Why can unused binary codes be used to make two messages of length 2?

40 Views Asked by At

I was reading Information Theory: A Concise Introduction by Stefan Hollos and J. Richard Hollos. I was somewhat confused by their explanation of the Kraft-McMillian Inequality:

Let $n_1$ be the number of code words of length one. Since we are using a binary code $n_1 \le 2$. The number of unused code words of length one is $2 - n_1$. Each of these can be used to create 2 length two code words so we have $n_2 \le 2(2 - n_1)$ where $n_2$ is the number of length two code words. Likewise for length three code words we have $n_3 \le 2(2(2 - n_1) - n_2)$. We could continue on for longer length code words but let's keep it simple and suppose that the longest code word has length three. Then we can arrange the last equation to get:

$$\frac{n_1}{2} + \frac{n_2}{2^2} + \frac{n_3}{2^3} \le 1$$

This inequality must be satisfied by any prefix code that has a maximum word length of three. The way that this inequality was constructed can easily be generalized to the case where the maximum code length is $M$.
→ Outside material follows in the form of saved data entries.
PR #14, opened 2015-07-07
Added withNameInsensitive and tests

shawndowns:
I would like to add withNameInsensitive, like withName but case insensitive. Tests added, matching withNameInsensitiveOption, and passed


lloydmeta:
Thanks ! I just pushed 1.2.3-SNAPSHOT and 1.2.3 to OSS Sonatype. It should be available soon from Maven Central.

shawndowns:
No problem :). Aside from ScalaJS, because I have no experience with that, let me know if there's anything you want help with.

PR #21, opened 2015-12-01
Added enum collections (set, map)

mauhiz:
These collections could become efficient if `Enum.indexOf` is ever optimized! For now, their only advantage is being very compact and very nerdy.


lloydmeta:
Interesting. Out of curiosity, what inspired you to make these ?

mauhiz:
Lack of day to day Scala, and a flash of inspiration during a shower :)

lloydmeta:
I think we should put these classes in a separate subproject called enumeratum-extras (currently no demand and they are not strictly necessary) and have the mutable and immutable versions in different packages (following standard lib convention)

mauhiz:
I don't think this is useful for anyone after all. :traffic_light:

PR #22, opened 2015-12-01
- Add valuesToIndex map for optimised index getting

lloydmeta:
- Add test for -1 case when no such value exists


lloydmeta:
Let's #21 achieve its advertised constant time accesses.

PR #25, opened 2015-12-29
Improved exception messages

luksow:
Enum's mangled name used in previous version is not very useful, especially when used in conjunction with frameworks such as spray or akka-http where bubbled up exceptions are shown to end users as errors. Providing enum members seems as a better idea. Let me know what you think.


lloydmeta:
@luksow this is a great idea. Thanks !

lloydmeta:
Just released 1.3.6 with this feature.

luksow:
That was quick, thanks! Keep up the good work!

PR #32, opened 2016-05-02
ReactiveMongo

lambdista:
Add support for [reactivemongo](http://reactivemongo.org/)


enumeratum-reactivemongo-bson/src/main/scala/enumeratum/EnumHandler.scala
```diff
@@ -0,0 +1,63 @@
...
+
+  /**
+   * Returns a BSONHandler for a given enum [[Enum]]
+   *
+   * @param enum The enum
+   * @param insensitive bind in a case-insensitive way, defaults to false
+   */
+  def handler[A <: EnumEntry]
+    (enum: Enum[A], insensitive: Boolean = false): BSONHandler[BSONValue, A] = new BSONHandler[BSONValue, A] {
+
```
lloydmeta: It might be a good idea to have stable `val reader` (passing insensitive/sensitive) and `val writer` values inside the BSONHandler so we don't have to instantiate new ones all the time when using a`BSONHandler`.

I'm not sure if I'm missing something obvious, but I'm a little confused as to how the unused code words can be used to construct 2 code words each. As I understand it, $n_1$ represents a message of length 1, so we can use it to represent either 0, 1, or 2 possible messages. If we use it to only represent, for example, 1 possible message, we can use the "left over" possible message to represent a message of length 2. I can see where we could represent one message of length 2, but I'm somewhat confused as to how we could represent 1 possible message of length 1 and 2 possible messages of length 2 (since that's 3 possible messages total). Can someone explain this to me?